# Gallery Force Close



## cvananden (Apr 13, 2013)

Hey everyone, long time lurker/user but rarely a poster.

I have a VZW Gnex that has suddenly began to give me issues. I had recently returned the phone to stock (I was running CM for a while).

After I did this, I suddenly couldn't use my camera. If I try and load the camera I get the message "Unfortunately, Gallery has stopped". If I open the gallery, I can view images that are backed up on G+, but that's it.

I thought maybe it was a bad flash, so I loaded up my adb and redid the flash. Still having the issue. I then decided, well, it worked fine on CM 10, let me try to flash that. STILL doesn't work.

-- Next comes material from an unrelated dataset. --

PR #35849, opened 2025-11-27
Make `DefaultServiceRegistry.OwnServices` partially thread-safe

### LINKED ISSUE #35385: Thread-unsafe code in DefaultServiceRegistry$OwnServices leads to CME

So, I'm now back to stock android (I wanted to eliminate any potential variables).

I've completely reset the phone and I'm at a loss. I'm not sure if I'm having a permissions issue or what the hell is going on. I deleted the DCIM folder to make sure there wasn't a corrupt image anywhere that could cause this issue as well. I read that trying to load G+ can fix this issue, I tried that, it didn't.

Other than this issue, the phone seems to work perfectly fine. I was curious if anyone else has experienced this, or if anyone has any idea of how to fix it.

TLDR; gallery force close when opening camera app. Stock android. Need help.


----------



## xenophod (Feb 8, 2014)

My wife and I just (as in three days ago) unlocked, rooted and flashed our VZW GNex's to aokp_toro_jb-mr2_milestone-1.zip / gapps-jb-20130813-signed.zip and our cameras do not work anymore.

I've been looking for a solution here, but it seems that the GNex's cameras are fragile and the hardware breaks after flashing the rom? Is that true or just a weird trend I've seen in this forum?


----------